[[ Entries provided, beginning ]]

Issue #909, opened 2022-11-21
SharedMutex is buggy


ishitatsuyuki:
SharedMutex is broken. It tracks `has_read_lock_` to allow upgrading a read lock to write lock except it never unsets the flag.

https://github.com/LunarG/gfxreconstruct/blob/2a2c74f9d0b2fead65a6442aa9492685948d0e99/framework/util/shared_mutex.cpp#L69-L72

Then it will happily allow a writer lock to be taken with readers alive. This leads to corrupt entries getting inserted inside initialization blocks.

I suggest that we replace this with `std::shared_mutex`. Some reasons:
- We only take the mutex on each Vulkan function entrypoint. Vulkan has no re-entrancy guarantee AFAIK so we'll never run into a situation where upgrades are required.
- Most of the time it's just reader lock, the writer lock is only taken on vkQueuePresent(). There's nearly no contention and lock implementation should have no effect on performance. (I don't see why we should use spinning here either.)
- The current implementation performs more atomic operations than necessary.
- There is another questionable synchronization handling:
  https://github.com/LunarG/gfxreconstruct/blob/2a2c74f9d0b2fead65a6442aa9492685948d0e99/framework/util/shared_mutex.cpp#L44-L48
  `wait_for_writer_` is stored while mutex is unlocked, so another thread could come in trying to acquire the writer lock, sets the flag but ends up getting it wiped.

andrew-lunarg:
Thanks for the analysis. Do you have a reliable repro for it causing a problem in use? I do appreciate threading bugs can be indeterminate and hard to repro.

> I suggest that we replace this with std::shared_mutex

That's another point for raising our minimum from C++14 to 17: https://en.cppreference.com/w/cpp/thread/shared_mutex

panos-lunarg:
Perhaps @davidd-lunarg has something to suggest here.
I remember having a similar conversation with him in the past, when I tried to replace it with `std::shared_mutex` in a PR but he said that we have `SharedMutex` in place for performance reasons. I also remember mentioning something about a patch with fixes for `SharedMutex`.

perim:
FYI, I made a tracing implementation doing almost no mutexing (that is, none for the general case), where each thread instead streams to its own file, then the files are merged together on end of tracing. Hopefully I can open source it soon for study.

ishitatsuyuki:
[...]

PR #910, opened 2022-11-22
Fix accounting for a thread's shared lock state

panos-lunarg:
Change-Id: I7e9bfc77ddcd3f972468e59a38779dd5523f9412

### DIFF
--- a/framework/util/shared_mutex.cpp
+++ b/framework/util/shared_mutex.cpp
@@ -26,41 +26,45 @@
 GFXRECON_BEGIN_NAMESPACE(gfxrecon)
 GFXRECON_BEGIN_NAMESPACE(util)
 
-thread_local std::atomic_bool SharedMutex::has_read_lock_{ false };
+thread_local std::atomic_size_t SharedMutex::read_lock_depth_{ 0 };
 
 void SharedMutex::lock()
 {
+    // Acquire writer mutex and indicate to readers the writer is waiting.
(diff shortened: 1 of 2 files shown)


panos-lunarg:
I'm afraid that this patch needs some work. I just run into an assertion failure in https://github.com/LunarG/gfxreconstruct/pull/910/files#diff-86d287f9befc06931be97da47215184aaf84c64f41e94d12893623de00d5e833R36

ishitatsuyuki:
I can test this later but as noted in review this misses one of the point mentioned in #910. There's also the question whether we should retain the upgrading functionality at all (also mentioned in review comment).

ishitatsuyuki:
Just had the time to check MSVC's shared_mutex implementation and it seems at least recent versions use SRWLOCK, which should not require kernel roundtrip unless contended.

It might be interesting to redo the performance test David has done [here](https://github.com/LunarG/gfxreconstruct/issues/909#issuecomment-1322585920) and check if it's still worth rolling our own sync primitive.

davidd-lunarg:
@ishitatsuyuki Thanks for looking into this. Using `std::shared_mutex` appears to have similar capture-time performance as the internal `SharedMutex` implementation. I'll look into switching GFXR to use it.

davidd-lunarg:
#979 changes GFXR to use `std::shared_mutex`. Once that is merged I will close this PR.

[[ Entries provided, end ]]

Problem to solve
Every record above needs to be returned in full, exactly.

Answer section
Issue #909, opened 2022-11-21
SharedMutex is buggy


ishitatsuyuki:
SharedMutex is broken. It tracks `has_read_lock_` to allow upgrading a read lock to write lock except it never unsets the flag.

https://github.com/LunarG/gfxreconstruct/blob/2a2c74f9d0b2fead65a6442aa9492685948d0e99/framework/util/shared_mutex.cpp#L69-L72

Then it will happily allow a writer lock to be taken with readers alive. This leads to corrupt entries getting inserted inside initialization blocks.

I suggest that we replace this with `std::shared_mutex`. Some reasons:
- We only take the mutex on each Vulkan function entrypoint. Vulkan has no re-entrancy guarantee AFAIK so we'll never run into a situation where upgrades are required.
- Most of the time it's just reader lock, the writer lock is only taken on vkQueuePresent(). There's nearly no contention and lock implementation should have no effect on performance. (I don't see why we should use spinning here either.)
- The current implementation performs more atomic operations than necessary.
- There is another questionable synchronization handling:
  https://github.com/LunarG/gfxreconstruct/blob/2a2c74f9d0b2fead65a6442aa9492685948d0e99/framework/util/shared_mutex.cpp#L44-L48
  `wait_for_writer_` is stored while mutex is unlocked, so another thread could come in trying to acquire the writer lock, sets the flag but ends up getting it wiped.

andrew-lunarg:
Thanks for the analysis. Do you have a reliable repro for it causing a problem in use? I do appreciate threading bugs can be indeterminate and hard to repro.

> I suggest that we replace this with std::shared_mutex

That's another point for raising our minimum from C++14 to 17: https://en.cppreference.com/w/cpp/thread/shared_mutex

panos-lunarg:
Perhaps @davidd-lunarg has something to suggest here.
I remember having a similar conversation with him in the past, when I tried to replace it with `std::shared_mutex` in a PR but he said that we have `SharedMutex` in place for performance reasons. I also remember mentioning something about a patch with fixes for `SharedMutex`.

perim:
FYI, I made a tracing implementation doing almost no mutexing (that is, none for the general case), where each thread instead streams to its own file, then the files are merged together on end of tracing. Hopefully I can open source it soon for study.

ishitatsuyuki:
[...]

PR #910, opened 2022-11-22
Fix accounting for a thread's shared lock state

panos-lunarg:
Change-Id: I7e9bfc77ddcd3f972468e59a38779dd5523f9412

### DIFF
--- a/framework/util/shared_mutex.cpp
+++ b/framework/util/shared_mutex.cpp
@@ -26,41 +26,45 @@
 GFXRECON_BEGIN_NAMESPACE(gfxrecon)
 GFXRECON_BEGIN_NAMESPACE(util)
 
-thread_local std::atomic_bool SharedMutex::has_read_lock_{ false };
+thread_local std::atomic_size_t SharedMutex::read_lock_depth_{ 0 };
 
 void SharedMutex::lock()
 {
+    // Acquire writer mutex and indicate to readers the writer is waiting.
(diff shortened: 1 of 2 files shown)


panos-lunarg:
I'm afraid that this patch needs some work. I just run into an assertion failure in https://github.com/LunarG/gfxreconstruct/pull/910/files#diff-86d287f9befc06931be97da47215184aaf84c64f41e94d12893623de00d5e833R36

ishitatsuyuki:
I can test this later but as noted in review this misses one of the point mentioned in #910. There's also the question whether we should retain the upgrading functionality at all (also mentioned in review comment).

ishitatsuyuki:
Just had the time to check MSVC's shared_mutex implementation and it seems at least recent versions use SRWLOCK, which should not require kernel roundtrip unless contended.

It might be interesting to redo the performance test David has done [here](https://github.com/LunarG/gfxreconstruct/issues/909#issuecomment-1322585920) and check if it's still worth rolling our own sync primitive.

davidd-lunarg:
@ishitatsuyuki Thanks for looking into this. Using `std::shared_mutex` appears to have similar capture-time performance as the internal `SharedMutex` implementation. I'll look into switching GFXR to use it.

davidd-lunarg:
#979 changes GFXR to use `std::shared_mutex`. Once that is merged I will close this PR.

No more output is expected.